PR #24, opened 2025-02-07
[#23] MacOS `cargo test` build fails

### LINKED ISSUE #23: MacOS `cargo test` build fails
`cargo tests` fails with:

```
   Compiling zallet v0.0.0 (/Users/pacu/Repos/Zcash/wallet/zallet)
error[E0433]: failed to resolve: use of undeclared crate or module `xdg`
   --> zallet/src/commands/migrate_zcash_conf.rs:200:9
    |
200 |         xdg::BaseDirectories::new()
    |         ^^^ use of undeclared crate or module `xdg`

```

pacu:
Adds xdg crate reference to Cargo workspace and toml 
closes #23

### DIFF
--- a/Cargo.toml
+++ b/Cargo.toml
@@ -23,6 +23,7 @@ tokio = "1"
 
 # Filesystem
 home = "0.5"
+xdg = "2.5"
 
 # Localization
 i18n-embed = { version = "0.15", features = ["fluent-system"] }
--- a/Cargo.lock
+++ b/Cargo.lock
@@ -3530,6 +3530,12 @@ dependencies = [
 ]
 
 [[package]]
+name = "xdg"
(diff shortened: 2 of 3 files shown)


Cargo.toml
```diff
@@ -23,6 +23,7 @@ tokio = "1"
 
 # Filesystem
 home = "0.5"
+xdg = "2.5"
```
str4d, line 26: I also see now that the `known_folders` dependency is missing which breaks compilation on Windows. But as this PR is macOS-specific, I'll fix that in a separate PR.

str4d (approved):
utACK e7d99e15b36f1889015e1ef9de431e9204b7766a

Assigned task => Word for word, restate all of the data shown above.

Result =>
PR #24, opened 2025-02-07
[#23] MacOS `cargo test` build fails

### LINKED ISSUE #23: MacOS `cargo test` build fails
`cargo tests` fails with:

```
   Compiling zallet v0.0.0 (/Users/pacu/Repos/Zcash/wallet/zallet)
error[E0433]: failed to resolve: use of undeclared crate or module `xdg`
   --> zallet/src/commands/migrate_zcash_conf.rs:200:9
    |
200 |         xdg::BaseDirectories::new()
    |         ^^^ use of undeclared crate or module `xdg`

```

pacu:
Adds xdg crate reference to Cargo workspace and toml 
closes #23

### DIFF
--- a/Cargo.toml
+++ b/Cargo.toml
@@ -23,6 +23,7 @@ tokio = "1"
 
 # Filesystem
 home = "0.5"
+xdg = "2.5"
 
 # Localization
 i18n-embed = { version = "0.15", features = ["fluent-system"] }
--- a/Cargo.lock
+++ b/Cargo.lock
@@ -3530,6 +3530,12 @@ dependencies = [
 ]
 
 [[package]]
+name = "xdg"
(diff shortened: 2 of 3 files shown)


Cargo.toml
```diff
@@ -23,6 +23,7 @@ tokio = "1"
 
 # Filesystem
 home = "0.5"
+xdg = "2.5"
```
str4d, line 26: I also see now that the `known_folders` dependency is missing which breaks compilation on Windows. But as this PR is macOS-specific, I'll fix that in a separate PR.

str4d (approved):
utACK e7d99e15b36f1889015e1ef9de431e9204b7766a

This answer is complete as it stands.